§ **WORK INSTRUCTION**
Each line below either holds the string "Odei" or doesn't. Count those that do and give only the number.

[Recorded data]
PR #5213, opened 2024-01-03
🐛 Various fixes

jsaq007:
## What do these changes do?

- Fixes cursor issue where the cursor was not allowed but you do have the right to delete the study
- Improves the selected colors based on the product color

## Dev Checklist

### DIFF
--- a/services/static-webserver/client/source/class/osparc/dashboard/GridButtonBase.js
+++ b/services/static-webserver/client/source/class/osparc/dashboard/GridButtonBase.js
@@ -85,12 +85,6 @@ qx.Class.define("osparc.dashboard.GridButtonBase", {
         rowSpan: 1,
         colSpan: 4
       },
-      SUBTITLE: {
-        row: 1,
-        column: 0,
-        rowSpan: 1,
-        colSpan: 3
-      },
       THUMBNAIL: {
         row: 2,
         column: 0,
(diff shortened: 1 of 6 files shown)


matusdrobuliak66 (approved):

pcrespov (commented):
PLease be a bit more explicit in the title. Note that the PR title is automatically used in the release notes.

jsaq007:
> PLease be a bit more explicit in the title. Note that the PR title is automatically used in the release notes.

Better?

elisabettai (approved):
Looks good, thanks. Just two comments:
- I guess this PR would close this issue: https://github.com/ITISFoundation/osparc-issues/issues/1216 (if yes, you can add it to the description, so the issue will be automatically closed).
- The delete action: I agree with @eofli that there's no need to highlight the "Delete" with the red color font. In other places, for example deleting an organization, we don't use red text for this.

jsaq007:
> I am not UI expert at all but why do we need to distinguish "Delete" action by giving red color? The user will be already notified and asked to confirm when Delete button is clicked. Again please read my comments as user's comment (not UI expert), I don't like having many colors in buttons, texts and using colors especially like red...

It's more of a preference but I see your point. I will remove it and see if we get feedback and we make a change then.

eofli:
> > I am not UI expert at all but why do we need to distinguish "Delete" action by giving red color? The user will be already notified and asked to confirm when Delete button is clicked. Again please read my comments as user's comment (not UI expert), I don't like having many colors in buttons, texts and using colors especially like red...
> 
> It's more of a preference but I see your point. I will remove it and see if we get feedback and we make a change then.

True. I just read some articles about UI design, it seems that there is such a practice - using Red for Negative such as  Delete, Block, Reset buttons. So, I should not be the one defining UI elements alone but we together might come up with the rules to follow.

ignapas (approved):

ignapas:
Regarding the red button for delete:
It is not uncommon to use red for delete buttons, errors and irreversible actions. In this case it was introduced by Odei after some important efforts together with Bruno Kloppott (I think) and maybe someone else to define some UI guidelines.
For the time being I suggest @jsaq007 decides how to style this kind of buttons and we open an issue to unify all of them by creating a reusable component (if not yet created) that will be used everywhere. I would not make it a high priority!
image
image
I am not a fan of having buttons of different colors... but I would ask Odei first where are they coming from. Actually I didn't find anything [here](https://gui.z43.swiss/) stating that delete buttons should be red....

jsaq007:
@eofli, @elisabettai and @ignapas I have removed the red delete button if all is good with this I will merge?

eofli (approved):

§ **SOLUTION BELOW**
2